All the calves have their picture taken and are given a tattoo and a tag. There are no tracing laws in the US but Jer-Lindy’s cows are registered with the US Holstein Association and their family lines can be traced back to the 1800s.

Pregnant heifers and cows are run together in another yard and are also fed ad lib, largely grass hay, minerals and anything the herd has refused.

Jennissen works with a nutritionist who visits every fortnight to monitor body condition and take samples of feed. He creates plans to maximise production.

The milking cows are fed 46kg of supplement made up of corn silage, balage, grain and minerals. They produce 11,340kg of milksolids annually.  

Jennisen believes the production is competitive with bigger operations and wants to drive it further.  

There is no market for replacement calves in Minnesota but bull calves are sold to the beef market. Breed is important and the cows are all Holstein Friesian, which allows a second source of income through beef. A quarter of all beef in the US is from the dairy sector.

They use beef semen on any cow they do not want a replacement from and the heifers are inseminated with sexed semen.

America measures reproductive success by a pregnancy rate, which is how many eligible cows conceive during a 60-day period. On Jer-Lindy they achieve 18-20% (Minnesota University extension targets at least 20%).

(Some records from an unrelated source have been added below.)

PR #1257, opened 2020-06-16
[Metal] Add AD stack to support the local mutables when using AutoDiff

k-ye:
I noticed that Metal hasn't supported this yet. It seems like all I need to do is adding a small stack to support the complex AD kernels? I guess OpenGL can do similar things by simulating a per-thread stack, with each entry being a `(primal, adjoint)` pair (@archibate )

Related issue = #581 

----

### DIFF
--- a/taichi/backends/metal/codegen_metal.cpp
+++ b/taichi/backends/metal/codegen_metal.cpp
@@ -15,6 +15,7 @@ namespace {
 
 namespace shaders {
 #define TI_INSIDE_METAL_CODEGEN
+#include "taichi/backends/metal/shaders/ad_stack.metal.h"
 #include "taichi/backends/metal/shaders/helpers.metal.h"
 #include "taichi/backends/metal/shaders/runtime_kernels.metal.h"
 #undef TI_INSIDE_METAL_CODEGEN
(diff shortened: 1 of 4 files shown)


taichi/backends/metal/codegen_metal.cpp
```diff
@@ -551,6 +552,65 @@ class KernelCodegen : public IRVisitor {
     TI_WARN("Cannot print inside Metal kernel, ignored");
   }
 
+  void visit(StackAllocaStmt *stmt) override {
```
k-ye, line 555: Reference implementation from LLVM: https://github.com/taichi-dev/taichi/blob/035bcb99851908fb3d5fb5f2250b907fdbd51392/taichi/codegen/codegen_llvm.cpp#L1421-L1479

taichi/backends/metal/shaders/ad_stack.metal.h
```diff
@@ -0,0 +1,76 @@
...
+// Autodiff stack for local mutables
+
+// clang-format off
+METAL_BEGIN_RUNTIME_STRUCTS_DEF
+STR(
+    // clang-format on
+    using AdStackPtr = thread byte *;
+
+    inline thread uint32_t *
+    mtl_ad_stack_n(AdStackPtr stack) {
```
k-ye, line 31: Reference implementation: https://github.com/taichi-dev/taichi/blob/035bcb99851908fb3d5fb5f2250b907fdbd51392/taichi/runtime/llvm/runtime.cpp#L1305-L1328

Calving year-round means mating year-round. Heat detection is by observation and Jennissen does the artificial insemination. A CDIR is put in non-cycling cows after 90 days. Some cows get up to eight chances to conceive to AI.

Several factors are taken into account when deciding if a cow will be given another chance including age, udder health, overall health and pedigree value. But the difference in cost of continuing to feed a cow for nine months versus raising a calf as a replacement for two years is most important.

Finding labour used to be challenging but in the past year there has been an increase in the number of people who have expressed an interest in working on the farm. The creamery appears to be a drawcard but there are still problems finding the right people.

“We need people who enjoy interacting with others and helping but they also need to understand food safety. There are lots of people with retail and food experience but not as many with animal handling experience,” Jennissen says.

Jer-Lindy runs at a high labour cost in relation to the herd size and production but Jennissen says the tourist venture is time-consuming.  

Typically, a worker is paid US$12-$16 an hour (about NZ$18-$24).

A government insurance scheme protects the milk price. Jennissen acknowledges it must be a balancing act between the government support and driving production.

“The new Farm Bill is generous compared to the previous one.”

“I am excited for the subsidies and have locked in 40% of 2020’s milk.”

The family is enthusiastic about what lies ahead for Jer-Lindy and Redhead Creamery.  

Their cheeses have won many awards and sales are growing 20% annually.  

Sjostrum says they are shifting their focus more to agritourism, which they never anticipated.

“Demand and interest will continue to evolve our business and we will do our best to remain flexible in response to the market while continuing to follow our life goals and values.”